Saved entries
□ □ □ □ □ □ □
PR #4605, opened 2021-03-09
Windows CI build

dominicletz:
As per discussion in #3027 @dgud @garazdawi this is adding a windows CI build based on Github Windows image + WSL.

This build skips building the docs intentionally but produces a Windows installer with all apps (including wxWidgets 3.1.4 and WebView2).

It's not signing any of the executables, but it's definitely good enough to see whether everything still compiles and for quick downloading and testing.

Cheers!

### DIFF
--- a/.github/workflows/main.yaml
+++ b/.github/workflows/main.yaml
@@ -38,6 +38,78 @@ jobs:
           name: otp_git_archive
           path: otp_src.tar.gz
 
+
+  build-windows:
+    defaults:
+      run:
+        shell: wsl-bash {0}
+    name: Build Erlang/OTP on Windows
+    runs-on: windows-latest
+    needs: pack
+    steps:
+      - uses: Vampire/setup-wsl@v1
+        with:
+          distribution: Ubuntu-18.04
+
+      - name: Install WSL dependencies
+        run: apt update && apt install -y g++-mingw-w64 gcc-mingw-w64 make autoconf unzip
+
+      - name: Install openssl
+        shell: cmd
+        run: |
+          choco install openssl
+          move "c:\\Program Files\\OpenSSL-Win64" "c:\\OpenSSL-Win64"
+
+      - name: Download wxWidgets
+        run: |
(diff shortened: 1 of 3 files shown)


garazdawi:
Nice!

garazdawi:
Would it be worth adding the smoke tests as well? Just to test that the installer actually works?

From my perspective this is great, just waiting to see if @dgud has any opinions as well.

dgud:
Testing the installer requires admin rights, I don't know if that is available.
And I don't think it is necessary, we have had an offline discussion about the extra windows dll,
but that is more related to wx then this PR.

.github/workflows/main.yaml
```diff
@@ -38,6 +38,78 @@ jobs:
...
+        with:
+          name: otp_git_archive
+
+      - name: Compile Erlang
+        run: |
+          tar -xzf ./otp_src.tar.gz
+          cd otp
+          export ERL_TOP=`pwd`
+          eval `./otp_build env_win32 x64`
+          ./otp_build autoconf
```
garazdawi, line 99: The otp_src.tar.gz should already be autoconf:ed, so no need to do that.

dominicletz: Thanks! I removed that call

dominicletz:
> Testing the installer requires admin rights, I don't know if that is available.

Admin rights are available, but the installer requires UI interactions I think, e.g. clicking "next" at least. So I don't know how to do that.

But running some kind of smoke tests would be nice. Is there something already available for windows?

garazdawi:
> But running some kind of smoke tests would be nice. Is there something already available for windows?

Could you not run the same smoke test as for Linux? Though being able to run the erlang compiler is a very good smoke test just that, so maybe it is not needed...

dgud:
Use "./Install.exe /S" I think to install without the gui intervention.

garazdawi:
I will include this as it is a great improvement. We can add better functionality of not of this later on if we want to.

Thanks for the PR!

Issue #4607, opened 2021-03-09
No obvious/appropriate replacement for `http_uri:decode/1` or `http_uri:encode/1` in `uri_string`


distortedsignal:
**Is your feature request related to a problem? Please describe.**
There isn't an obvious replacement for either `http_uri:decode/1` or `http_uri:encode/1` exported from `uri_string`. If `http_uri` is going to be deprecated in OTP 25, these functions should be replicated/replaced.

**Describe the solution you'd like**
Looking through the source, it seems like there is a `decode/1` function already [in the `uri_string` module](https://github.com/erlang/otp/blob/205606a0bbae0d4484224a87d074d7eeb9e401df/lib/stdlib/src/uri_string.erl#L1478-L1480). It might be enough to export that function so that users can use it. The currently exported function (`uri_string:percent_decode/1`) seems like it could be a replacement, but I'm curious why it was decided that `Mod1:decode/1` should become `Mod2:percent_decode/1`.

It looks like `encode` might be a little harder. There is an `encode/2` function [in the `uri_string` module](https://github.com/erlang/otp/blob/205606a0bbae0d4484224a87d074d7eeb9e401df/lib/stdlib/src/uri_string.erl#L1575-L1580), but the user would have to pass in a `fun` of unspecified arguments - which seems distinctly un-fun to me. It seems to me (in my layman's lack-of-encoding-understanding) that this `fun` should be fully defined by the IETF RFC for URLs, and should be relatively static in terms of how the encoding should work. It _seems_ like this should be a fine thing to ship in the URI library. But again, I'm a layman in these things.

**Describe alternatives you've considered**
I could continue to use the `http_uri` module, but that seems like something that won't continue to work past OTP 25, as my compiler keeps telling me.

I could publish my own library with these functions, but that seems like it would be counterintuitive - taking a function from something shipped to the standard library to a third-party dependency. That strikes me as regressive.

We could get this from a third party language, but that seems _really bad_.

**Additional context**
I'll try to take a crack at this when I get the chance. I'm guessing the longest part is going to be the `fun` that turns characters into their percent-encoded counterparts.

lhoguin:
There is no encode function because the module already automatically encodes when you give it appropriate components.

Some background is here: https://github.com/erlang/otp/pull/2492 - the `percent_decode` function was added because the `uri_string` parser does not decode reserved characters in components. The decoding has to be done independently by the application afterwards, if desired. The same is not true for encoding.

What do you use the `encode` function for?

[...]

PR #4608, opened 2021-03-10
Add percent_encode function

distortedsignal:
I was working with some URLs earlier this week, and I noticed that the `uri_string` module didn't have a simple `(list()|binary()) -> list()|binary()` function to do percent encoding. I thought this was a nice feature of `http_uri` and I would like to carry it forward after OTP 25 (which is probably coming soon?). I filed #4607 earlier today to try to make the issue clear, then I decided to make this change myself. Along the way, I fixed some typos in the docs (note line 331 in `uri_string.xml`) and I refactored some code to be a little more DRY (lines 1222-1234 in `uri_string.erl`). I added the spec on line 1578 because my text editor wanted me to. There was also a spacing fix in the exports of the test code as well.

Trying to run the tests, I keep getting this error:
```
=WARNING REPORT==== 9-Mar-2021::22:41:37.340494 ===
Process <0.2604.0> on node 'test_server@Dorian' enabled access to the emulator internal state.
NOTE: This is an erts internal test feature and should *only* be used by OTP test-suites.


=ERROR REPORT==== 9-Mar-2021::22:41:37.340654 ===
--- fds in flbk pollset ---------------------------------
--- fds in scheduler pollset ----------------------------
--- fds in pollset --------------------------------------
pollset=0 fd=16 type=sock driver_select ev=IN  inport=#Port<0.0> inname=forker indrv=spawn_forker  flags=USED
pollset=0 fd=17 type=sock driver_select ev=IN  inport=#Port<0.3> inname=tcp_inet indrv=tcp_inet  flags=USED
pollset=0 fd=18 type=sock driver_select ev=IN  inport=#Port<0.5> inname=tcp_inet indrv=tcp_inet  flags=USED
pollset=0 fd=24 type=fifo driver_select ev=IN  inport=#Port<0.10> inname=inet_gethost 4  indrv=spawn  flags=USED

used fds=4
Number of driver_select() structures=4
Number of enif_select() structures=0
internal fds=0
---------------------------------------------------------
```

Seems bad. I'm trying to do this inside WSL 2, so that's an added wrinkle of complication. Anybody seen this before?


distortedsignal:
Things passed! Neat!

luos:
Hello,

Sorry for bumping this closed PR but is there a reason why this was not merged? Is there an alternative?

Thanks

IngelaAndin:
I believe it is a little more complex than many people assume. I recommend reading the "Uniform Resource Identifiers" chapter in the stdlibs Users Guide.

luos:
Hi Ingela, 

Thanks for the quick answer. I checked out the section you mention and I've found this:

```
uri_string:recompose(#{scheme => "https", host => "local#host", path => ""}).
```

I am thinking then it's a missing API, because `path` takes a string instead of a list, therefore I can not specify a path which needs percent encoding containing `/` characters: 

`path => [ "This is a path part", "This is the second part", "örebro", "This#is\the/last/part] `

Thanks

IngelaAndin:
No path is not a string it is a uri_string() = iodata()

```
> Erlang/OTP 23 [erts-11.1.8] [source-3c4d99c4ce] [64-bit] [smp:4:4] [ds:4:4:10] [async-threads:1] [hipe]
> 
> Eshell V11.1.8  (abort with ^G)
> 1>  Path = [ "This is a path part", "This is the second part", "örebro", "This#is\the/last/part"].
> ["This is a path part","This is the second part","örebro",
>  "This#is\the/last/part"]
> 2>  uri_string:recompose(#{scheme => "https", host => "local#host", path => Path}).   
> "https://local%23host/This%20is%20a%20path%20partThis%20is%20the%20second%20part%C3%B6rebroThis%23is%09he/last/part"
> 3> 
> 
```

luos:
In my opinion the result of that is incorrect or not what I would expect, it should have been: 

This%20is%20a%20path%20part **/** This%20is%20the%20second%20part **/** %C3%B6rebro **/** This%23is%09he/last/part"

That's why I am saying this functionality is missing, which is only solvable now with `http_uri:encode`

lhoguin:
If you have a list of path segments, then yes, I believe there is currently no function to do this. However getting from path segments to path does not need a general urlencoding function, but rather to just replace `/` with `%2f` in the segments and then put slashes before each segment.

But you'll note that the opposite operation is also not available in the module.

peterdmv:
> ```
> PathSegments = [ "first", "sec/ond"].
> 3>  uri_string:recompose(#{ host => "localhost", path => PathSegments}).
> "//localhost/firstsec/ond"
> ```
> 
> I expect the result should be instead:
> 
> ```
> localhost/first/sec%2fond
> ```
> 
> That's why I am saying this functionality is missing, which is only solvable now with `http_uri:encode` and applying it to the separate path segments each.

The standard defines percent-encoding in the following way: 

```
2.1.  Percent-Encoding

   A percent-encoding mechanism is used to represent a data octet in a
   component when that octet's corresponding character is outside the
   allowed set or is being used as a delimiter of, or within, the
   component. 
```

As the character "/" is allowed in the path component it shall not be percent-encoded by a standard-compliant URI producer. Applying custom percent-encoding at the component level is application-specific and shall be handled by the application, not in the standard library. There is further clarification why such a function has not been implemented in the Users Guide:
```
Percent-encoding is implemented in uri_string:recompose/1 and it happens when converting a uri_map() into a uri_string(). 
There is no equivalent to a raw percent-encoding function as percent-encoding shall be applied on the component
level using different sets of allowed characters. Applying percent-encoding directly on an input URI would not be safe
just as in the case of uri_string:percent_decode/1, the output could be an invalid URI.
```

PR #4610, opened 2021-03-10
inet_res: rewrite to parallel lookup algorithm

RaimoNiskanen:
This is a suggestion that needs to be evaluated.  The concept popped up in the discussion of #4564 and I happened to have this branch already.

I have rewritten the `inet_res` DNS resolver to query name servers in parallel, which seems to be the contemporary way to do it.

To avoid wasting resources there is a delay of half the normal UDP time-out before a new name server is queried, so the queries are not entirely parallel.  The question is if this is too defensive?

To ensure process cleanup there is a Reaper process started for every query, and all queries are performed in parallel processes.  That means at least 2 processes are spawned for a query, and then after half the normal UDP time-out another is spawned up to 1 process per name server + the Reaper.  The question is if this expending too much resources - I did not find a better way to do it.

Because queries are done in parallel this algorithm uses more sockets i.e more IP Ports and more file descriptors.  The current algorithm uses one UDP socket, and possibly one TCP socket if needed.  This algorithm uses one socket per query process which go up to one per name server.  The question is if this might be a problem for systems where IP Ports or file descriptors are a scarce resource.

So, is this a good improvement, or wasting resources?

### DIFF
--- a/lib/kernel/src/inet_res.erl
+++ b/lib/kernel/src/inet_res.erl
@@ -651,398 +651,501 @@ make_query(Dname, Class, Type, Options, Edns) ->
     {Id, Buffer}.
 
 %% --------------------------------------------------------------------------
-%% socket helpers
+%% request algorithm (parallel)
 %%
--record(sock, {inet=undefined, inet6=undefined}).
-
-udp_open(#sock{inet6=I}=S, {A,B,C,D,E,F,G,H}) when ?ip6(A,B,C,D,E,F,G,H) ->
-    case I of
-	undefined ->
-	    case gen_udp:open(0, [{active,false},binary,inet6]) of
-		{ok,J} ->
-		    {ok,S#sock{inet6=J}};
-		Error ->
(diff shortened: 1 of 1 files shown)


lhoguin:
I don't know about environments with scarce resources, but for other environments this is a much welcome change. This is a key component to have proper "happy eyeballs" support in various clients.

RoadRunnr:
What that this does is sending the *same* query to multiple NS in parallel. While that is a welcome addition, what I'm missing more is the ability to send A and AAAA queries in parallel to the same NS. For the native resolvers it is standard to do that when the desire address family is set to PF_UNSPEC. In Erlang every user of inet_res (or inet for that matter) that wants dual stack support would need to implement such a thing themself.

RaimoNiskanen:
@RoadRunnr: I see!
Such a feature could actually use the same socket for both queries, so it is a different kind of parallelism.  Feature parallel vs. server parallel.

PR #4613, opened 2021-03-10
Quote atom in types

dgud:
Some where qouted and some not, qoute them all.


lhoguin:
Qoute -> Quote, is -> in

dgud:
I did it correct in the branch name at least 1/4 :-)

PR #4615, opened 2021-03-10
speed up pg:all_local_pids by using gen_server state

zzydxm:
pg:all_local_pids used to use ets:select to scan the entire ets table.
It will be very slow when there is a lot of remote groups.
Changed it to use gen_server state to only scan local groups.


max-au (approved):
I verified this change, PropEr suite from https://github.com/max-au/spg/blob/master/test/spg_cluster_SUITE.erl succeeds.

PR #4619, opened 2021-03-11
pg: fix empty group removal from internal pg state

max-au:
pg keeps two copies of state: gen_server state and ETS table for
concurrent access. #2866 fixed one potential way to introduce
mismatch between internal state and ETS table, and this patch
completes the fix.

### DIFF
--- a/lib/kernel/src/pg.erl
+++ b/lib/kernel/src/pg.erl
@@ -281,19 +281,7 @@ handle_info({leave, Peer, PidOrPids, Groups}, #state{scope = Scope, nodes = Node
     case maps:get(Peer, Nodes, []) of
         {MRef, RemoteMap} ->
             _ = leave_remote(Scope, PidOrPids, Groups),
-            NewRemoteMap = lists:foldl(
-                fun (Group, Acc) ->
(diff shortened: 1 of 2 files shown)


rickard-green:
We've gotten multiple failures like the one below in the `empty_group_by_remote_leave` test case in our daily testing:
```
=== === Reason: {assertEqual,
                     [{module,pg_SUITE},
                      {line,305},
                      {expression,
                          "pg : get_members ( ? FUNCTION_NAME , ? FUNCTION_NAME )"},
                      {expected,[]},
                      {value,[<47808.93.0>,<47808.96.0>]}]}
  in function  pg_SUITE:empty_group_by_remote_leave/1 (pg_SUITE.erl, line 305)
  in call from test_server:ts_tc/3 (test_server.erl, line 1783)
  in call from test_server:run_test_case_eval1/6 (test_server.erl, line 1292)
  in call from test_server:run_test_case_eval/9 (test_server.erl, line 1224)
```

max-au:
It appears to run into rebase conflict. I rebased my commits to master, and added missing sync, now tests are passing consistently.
□ □ □ □ □ □ □
WORK TO COMPLETE
What is needed is the number of lines above that include the string "feature", and nothing else.

ANSWER FOR THE TASK
4